Brad did — and saw nothing. He had a brief, sinking feeling that this was all a hoax, some complicated and brutal joke…

… but then he felt it, that sound, that feeling. It was a change in the atmosphere, an electricity flowing through the air stirring and ionizing the moist sea breeze. It felt like an electric current flowing through nearby high-tension power lines, a snap of unseen force that made little hairs stand up on your skin. Then you feel the air pressure rising, of a thin column of air being pushed ahead like air streaming out of a giant hypodermic needle aimed right at you, the plunger being pushed by what could very well be God’s thumb, but was, Brad knew, a very human construct…

… and then the overcast parted and the clouds disgorged a huge black aircraft. It was low, pointed, and very deadly-looking. Brad expected it to roar past him, but instead it hissed by like a giant ebony viper on the move across a jungle floor. Only when the monstrous vehicle had zoomed past him, barely a hundred feet above the Pacific and almost directly overhead, could he hear the thunder of its eight turbofan engines… no, Brad realized with faint shock, not eight, only four engines, but four huge engines. The aircraft banked hard to the left, showing its long, thin fuselage, its long, low, swept-back V-tail ruddervators, its wide wings tipped with pointed tip tanks — and yes, it carried weapon fairings on its wings, stealthy pods that enclosed externally-carried weapons. It was not only flying, but the damned beautiful creature was armed.

“What do you think, Brad?” retired Air Force Lieutenant Colonel Patrick McLanahan asked on the cell phone. “You like it?”

“Like it?” retired Air Force Lieutenant General Bradley James Elliott gasped. “Like it? Its the…” He had to be careful — last he knew, the EB-52 Megafortress defense-suppression and attack bomber was still highly classified. “… its flying again!”

“It may be the only model flying in a few months, Brad,” McLanahan said. “The Air Force let us play with a couple. We need crews to fly them and commanders to organize a new unit. If you’re interested, climb aboard the Gulfstream that’ll be waiting for you at Newport Municipal in two hours.”
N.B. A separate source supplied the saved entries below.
PR #4350, opened 2020-12-19
isInternalLink: Clarify, fix bugs, add tests, move to use URL object

gnprice:
After studying closely the URL Standard and its definition of the [syntax](https://url.spec.whatwg.org/#url-writing) and [parsing algorithm](https://url.spec.whatwg.org/#url-parsing) for URLs in order to write some small predicates like `isUrlAbsolute` for #4345, I took a fresh look yesterday at some of our URL-processing code that we've been wanting to fix for a while, i.e. #4146.

Here's a branch fixing one tangly part of that code: the `isInternalLink` function, used for deciding whether a link the user tries to follow in a message is one we should try to interpret within the app to navigate to some other conversation, or is one we should instead handle more generically, with a download or going out to the browser.

We make the changes in a series of very small steps, so that we can spot exactly where the behavior changes. After a long string of those, including a couple of bugfixes, we have a version that's pretty reasonable and is still in explicit string/regexp terms... and then in the final commit, we switch it to using `new URL`. The effect of this is that we start accepting a wide range of URLs we didn't before -- for example it turns out that the URL parser produces exactly the same result for `https://example/#narrow` as for
* `https://example/.#narrow`
* `https://example/foo/bar/../../../baz/.././#narrow`
* `https://%65%78%61%6d%70%6c%65/#narrow`
* `https://example:/#narrow`
* `https://example:0000443/#narrow`
* ... and further kinds of variation are possible for domains with non-ASCII characters and for IP addresses instead of domains
* ... and that's just among "valid URL strings", which aren't all the inputs the URL parser accepts.

So in that final commit we also add a wide variety of test cases to illustrate this variation. These are perhaps overkill for this particular function; but as we revise or write other URL-handling functions, they can serve as a helpful source of material for tests.

### DIFF
--- a/src/utils/__tests__/internalLinks-test.js
+++ b/src/utils/__tests__/internalLinks-test.js
@@ -30,6 +30,9 @@ describe('isInternalLink', () => {
     [true, 'path-absolute, with numeric IDs', '/#narrow/stream/123-jest'],
     [true, 'path-absolute, with numeric IDs', '/#narrow/pm-with/123-mark'],
 
+    [false, 'same domain, double slash', 'https://example.com//#narrow/stream/jest'],
+    [false, 'same domain, triple slash', 'https://example.com///#narrow/stream/jest'],
+
     // These examples may seem weird, but a previous version accepted most of them.
     [
       false,
--- a/src/utils/__tests__/internalLinks-test.js
+++ b/src/utils/__tests__/internalLinks-test.js
@@ -16,11 +16,16 @@ const realm = new URL('https://example.com');
 
 describe('isInternalLink', () => {
   const cases = [
-    [false, 'another domain', 'https://another.com'],
-    [false, 'same domain, nontrivial path', 'https://example.com/user_uploads'],
-    [true, 'same domain, to a narrow', 'https://example.com/#narrow/stream/jest'],
     [true, 'fragment-only, to a narrow', '#narrow/stream/jest/topic/topic1'],
+    [false, 'fragment-only, wrong fragment', '#nope'],
     [true, 'path-absolute, to a narrow', '/#narrow/stream/jest'],
+    [false, 'path-absolute, wrong fragment', '/#nope'],
+    [false, 'path-absolute, wrong path', '/user_uploads/#narrow/stream/jest'],
+    [true, 'same domain, to a narrow', 'https://example.com/#narrow/stream/jest'],
+    [false, 'same domain, wrong fragment', 'https://example.com/#nope'],
+    [false, 'same domain, wrong path', 'https://example.com/user_uploads/#narrow/stream/jest'],
+    [false, 'wrong domain', 'https://another.com/#narrow/stream/jest'],
+
     [true, 'fragment-only, with numeric IDs', '#narrow/stream/123-jest/topic/topic1'],
     [true, 'path-absolute, with numeric IDs', '/#narrow/stream/123-jest'],
     [true, 'path-absolute, with numeric IDs', '/#narrow/pm-with/123-mark'],
--- a/src/utils/__tests__/internalLinks-test.js
+++ b/src/utils/__tests__/internalLinks-test.js
@@ -15,28 +15,22 @@ import * as eg from '../../__tests__/lib/exampleData';
 const realm = new URL('https://example.com');
 
 describe('isInternalLink', () => {
-  test('when link is external, return false', () => {
-    expect(isInternalLink('https://example.com', new URL('https://another.com'))).toBe(false);
-  });
+  const cases = [
+    [false, 'another domain', 'https://another.com'],
+    [false, 'same domain, nontrivial path', 'https://example.com/user_uploads'],
+    [true, 'same domain, to a narrow', 'https://example.com/#narrow/stream/jest'],
+    [true, 'fragment-only, to a narrow', '#narrow/stream/jest/topic/topic1'],
+    [true, 'path-absolute, to a narrow', '/#narrow/stream/jest'],
+    [true, 'fragment-only, with numeric IDs', '#narrow/stream/123-jest/topic/topic1'],
+    [true, 'path-absolute, with numeric IDs', '/#narrow/stream/123-jest'],
+    [true, 'path-absolute, with numeric IDs', '/#narrow/pm-with/123-mark'],
+  ];
 
-  test('when link is internal, but not in app, return false', () => {
-    expect(isInternalLink('https://example.com/user_uploads', realm)).toBe(false);
-  });
-
-  test('when link is internal and in app, return true', () => {
-    expect(isInternalLink('https://example.com/#narrow/stream/jest', realm)).toBe(true);
-  });
-
-  test('when link is relative and in app, return true', () => {
-    expect(isInternalLink('#narrow/stream/jest/topic/topic1', realm)).toBe(true);
-    expect(isInternalLink('/#narrow/stream/jest', realm)).toBe(true);
-  });
-
-  test('links including IDs are also recognized', () => {
-    expect(isInternalLink('#narrow/stream/123-jest/topic/topic1', realm)).toBe(true);
-    expect(isInternalLink('/#narrow/stream/123-jest', realm)).toBe(true);
-    expect(isInternalLink('/#narrow/pm-with/123-mark', realm)).toBe(true);
-  });
+  for (const [expected, description, url] of cases) {
+    test(`${expected ? 'accept' : 'reject'} ${description}: ${url}`, () => {
+      expect(isInternalLink(url, realm)).toBe(expected);
+    });
+  }
 });
 
 describe('isMessageLink', () => {
--- a/src/utils/__tests__/internalLinks-test.js
+++ b/src/utils/__tests__/internalLinks-test.js
@@ -30,6 +30,10 @@ describe('isInternalLink', () => {
     [true, 'path-absolute, with numeric IDs', '/#narrow/stream/123-jest'],
     [true, 'path-absolute, with numeric IDs', '/#narrow/pm-with/123-mark'],
 
+    [false, 'fragment-only, #narrowly', '#narrowly/stream/jest'],
+    [false, 'path-absolute, #narrowly', '/#narrowly/stream/jest'],
+    [false, 'same domain, #narrowly', 'https://example.com/#narrowly/stream/jest'],
+
     [false, 'same domain, double slash', 'https://example.com//#narrow/stream/jest'],
     [false, 'same domain, triple slash', 'https://example.com///#narrow/stream/jest'],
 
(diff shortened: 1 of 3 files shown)


src/utils/__tests__/internalLinks-test.js
```diff
@@ -37,6 +37,100 @@ describe('isInternalLink', () => {
...
+      new URL('https://example.भारत/'),
+    ],
+    [
+      true,
+      'same domain, punycodable host',
+      'https://example.भारत/#narrow/stream/jest',
+      new URL('https://example.भारत/'),
+    ],
+    // This one fails because our polyfilled URL implementation has IDNA stripped out.
+    // [true, 'same domain, IDNA-mappable', 'https://ℯⅩªm🄿ₗℰ.ℭᴼⓂ/'], // FAILS
```
chrisbobbe, line 81: Nit: `https://ℯⅩªm🄿ₗℰ.ℭᴼⓂ/#narrow/stream/jest` (e.g.), I think.

Also, I think we're not using the polyfilled implementation in these tests; we don't (e.g.) have a line like `import 'react-native-url-polyfill/auto';` here or in our Jest setup.

src/utils/__tests__/internalLinks-test.js
```diff
@@ -37,6 +37,100 @@ describe('isInternalLink', () => {
...
+    [
+      true,
+      'same IPv4 address, %-encoded',
+      'http://%31%39%32%2e168%2e0%2e1/#narrow/stream/jest',
+      new URL('http://192.168.0.1/'),
+    ],
+    // This one fails because our polyfilled URL implementation has IDNA stripped out.
+    // [true, 'same IPv4 address, IDNA-mappable', 'http://１𝟗𝟚。①⁶🯸．₀｡𝟭/#narrow/stream/jest', new URL('http://192.168.0.1/'),],
```
chrisbobbe, line 89: Same comment as above, about using the polyfill.

This one passes when I `nvm use 13` or `nvm use 14`, but not when I `nvm use 12`; that points to the polyfill not being used here.

src/utils/__tests__/internalLinks-test.js
```diff
@@ -37,6 +37,100 @@ describe('isInternalLink', () => {
     [false, 'same domain, double slash', 'https://example.com//#narrow/stream/jest'],
     [false, 'same domain, triple slash', 'https://example.com///#narrow/stream/jest'],
 
+    // These examples may be odd-looking URLs, but are nevertheless valid.
+    [true, 'scheme-relative', '//example.com/#narrow/stream/jest'],
+    [true, 'path-relative, nop path', '.#narrow/stream/jest'],
```
chrisbobbe, line 42: Interesting, I hadn't heard of "nop" before, but sure enough, I suppose it's at least as commonly used as "no-op": https://en.wikipedia.org/wiki/NOP_(code).

src/utils/__tests__/internalLinks-test.js
```diff
@@ -37,6 +37,100 @@ describe('isInternalLink', () => {
...
+    [true, 'path-relative, nop path', 'foo/..#narrow/stream/jest'],
+    [true, 'path-relative, nop path', 'foo/../#narrow/stream/jest'],
+    [true, 'path-relative, nop path', 'foo/bar/../../../baz/.././#narrow/stream/jest'],
+    [true, 'path-absolute, nop path', '/.#narrow/stream/jest'],
+    [true, 'path-absolute, nop path', '/./#narrow/stream/jest'],
+    [true, 'path-absolute, nop path', '/..#narrow/stream/jest'],
+    [true, 'path-absolute, nop path', '/../#narrow/stream/jest'],
+    [true, 'path-absolute, nop path', '/foo/..#narrow/stream/jest'],
+    [true, 'path-absolute, nop path', '/foo/../#narrow/stream/jest'],
+    [true, 'path-absolute, nop path', '/foo/bar/../../../baz/.././#narrow/stream/jest'],
```
chrisbobbe, line 55: Following all the `../`'s—this would put you up a level _above_ `/`, right, but `new URL` just sets the pathname to `/` instead of throwing an error or something. Odd.

chrisbobbe (commented):
Thanks, @gnprice! It's interesting to see the behavior changes that get revealed when this fix is done step-by-step, like this. It seems like it'll help a lot in debugging if we get bug reports both from people running a version with the fix, and a version without the fix—we'll know exactly how the previous code was broken, and we'll have a head-start in investigating any regressions the fix might have introduced (though I don't expect there to be any).

src/utils/__tests__/internalLinks-test.js
gnprice: Yep -- once the path is at the root, additional `..` path components have no effect. You can see this in a browser: visit e.g.  https://github.com/../../../../zulip/zulip-mobile/pull/4350 . In Chrome for me, the location bar immediately shows the version with the `..` components canonicalized out, before it's even had time to load anything from the server.

In the URL Standard, this is a consequence basically of the "If path is empty" case in the definition of ["shorten a url's path"](https://url.spec.whatwg.org/#shorten-a-urls-path), which is the effect of a "double-dot path segment" [in path state](https://url.spec.whatwg.org/#path-state) in the parser.

It mirrors the behavior of Unix filesystem paths, which URL paths are modeled on / inspired by: for any other directory `..` points to its parent, but for the root directory `/` there is no parent and it points to itself, just like `.`.

src/utils/__tests__/internalLinks-test.js
gnprice: Hmm interesting! That sure seems informative. I'll have to investigate a bit more.

gnprice: Yeah, I see. We get our polyfilled `URL` implementation in the app because of this line by the top of `src/ZulipMobile.js`:
```js
import 'react-native-url-polyfill/auto';
```
But none of our tests import that file, and we don't do anything else to apply the polyfill, so we don't get it in tests.

If I add that polyfill line at the top of the test file:
```
import 'react-native-url-polyfill/auto'
```
then the test fails even with Node 14. So does another one, which in fact had been kind of puzzling before!
```js
    [
      true,
      'same domain, punycoded host',
      'https://example.xn--h2brj9c/#narrow/stream/jest',
      new URL('https://example.भारत/'),
    ],
```
I guess that puzzlingness was a sign telling me to look deeper.

Seems like the right thing to do here is that we should be applying the same polyfill in tests as we do in the app -- otherwise we're at high risk of confusing ourselves anywhere that the polyfill and the implementation in Node have any different behavior. I'll add a commit to that effect.

src/utils/__tests__/internalLinks-test.js
```diff
@@ -15,28 +15,22 @@ import * as eg from '../../__tests__/lib/exampleData';
...
-  });
+  const cases = [
+    [false, 'another domain', 'https://another.com'],
+    [false, 'same domain, nontrivial path', 'https://example.com/user_uploads'],
+    [true, 'same domain, to a narrow', 'https://example.com/#narrow/stream/jest'],
+    [true, 'fragment-only, to a narrow', '#narrow/stream/jest/topic/topic1'],
+    [true, 'path-absolute, to a narrow', '/#narrow/stream/jest'],
+    [true, 'fragment-only, with numeric IDs', '#narrow/stream/123-jest/topic/topic1'],
+    [true, 'path-absolute, with numeric IDs', '/#narrow/stream/123-jest'],
+    [true, 'path-absolute, with numeric IDs', '/#narrow/pm-with/123-mark'],
```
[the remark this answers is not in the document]
gnprice: That's (part of) why I have the URLs included in the descriptions for Jest :slightly_smiling_face: 

I wanted all the descriptions as seen by Jest to be distinct, but in some of these cases I didn't feel like adding more words would be an improvement for clarity. See also the "path-relative, nop path" cases and friends below, in a later commit.

gnprice:
Thanks for the review! New revision pushed.

src/utils/__tests__/internalLinks-test.js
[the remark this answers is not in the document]
chrisbobbe: Ah OK, right, makes sense. 🙂

src/utils/__tests__/internalLinks-test.js
chrisbobbe: > It mirrors the behavior of Unix filesystem paths, which URL paths are modeled on / inspired by: for any other directory `..` points to its parent, but for the root directory `/` there is no parent and it points to itself, just like `.`.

“I’ll be there!” Elliott shouted as the Megafortress climbed back into the overcast and disappeared from view. “I’ll be there! Don’t you dare leave without me!” Bradley James Elliott dropped the phone onto the deck, quickly stepped forward to the bow, began reeling in the sea anchor, swore because it wasn’t coming in fast enough, then simply detached it from the bow cleat and dropped it overboard. He did the same with the fishing rod. The cold diesel engine was cranky and wouldn’t start on the third try, but thankfully it started on the fourth, because Elliott was ready to jump out and run all the way back to Newport. After seeing the Megafortress again, a new Megafortress, he felt light and happy enough to give walking on water a try.

It was back. It was really back… and so, with the grace of God, was he.

OVER THE SOUTH CHINA SEA, TWO HUNDRED MILES SOUTHWEST OF PRATAS ISLAND
SUNDAY, 18 MAY 1997, 2200 HOURS LOCAL (17 MAY, 1300 HOURS ET)

“Doors coming open! Stand by! All hands, secure loose items and prepare for exposure!”

The rear cargo doors of the Yunshuji-8C cargo plane motored open at one hundred and twenty seconds time-to-go in the countdown. Admiral Sun Ji Guoming, deputy chief of staff of the People’s Liberation Army of the Peoples Republic of China, was standing in the forward section of the cargo plane as the temperature of the cargo hold, already below freezing, suddenly dropped nearly fifty degrees almost in the blink of an eye. The ice-cold wind swirled around the huge cargo hold, tugging at legs and arms as if trying to pull the humans out into the frigid sky. Yes, it was mid-May over the generally warm, relaxing South China Sea, but at 30,000 feet just before midnight, the air, rushing into the plane at over a hundred miles an hour, was still bone-snapping cold. The roar of the Y-8C’s four Wojiang-6 turboprops, at 4,250 horsepower per engine, was deafening even in the thin air.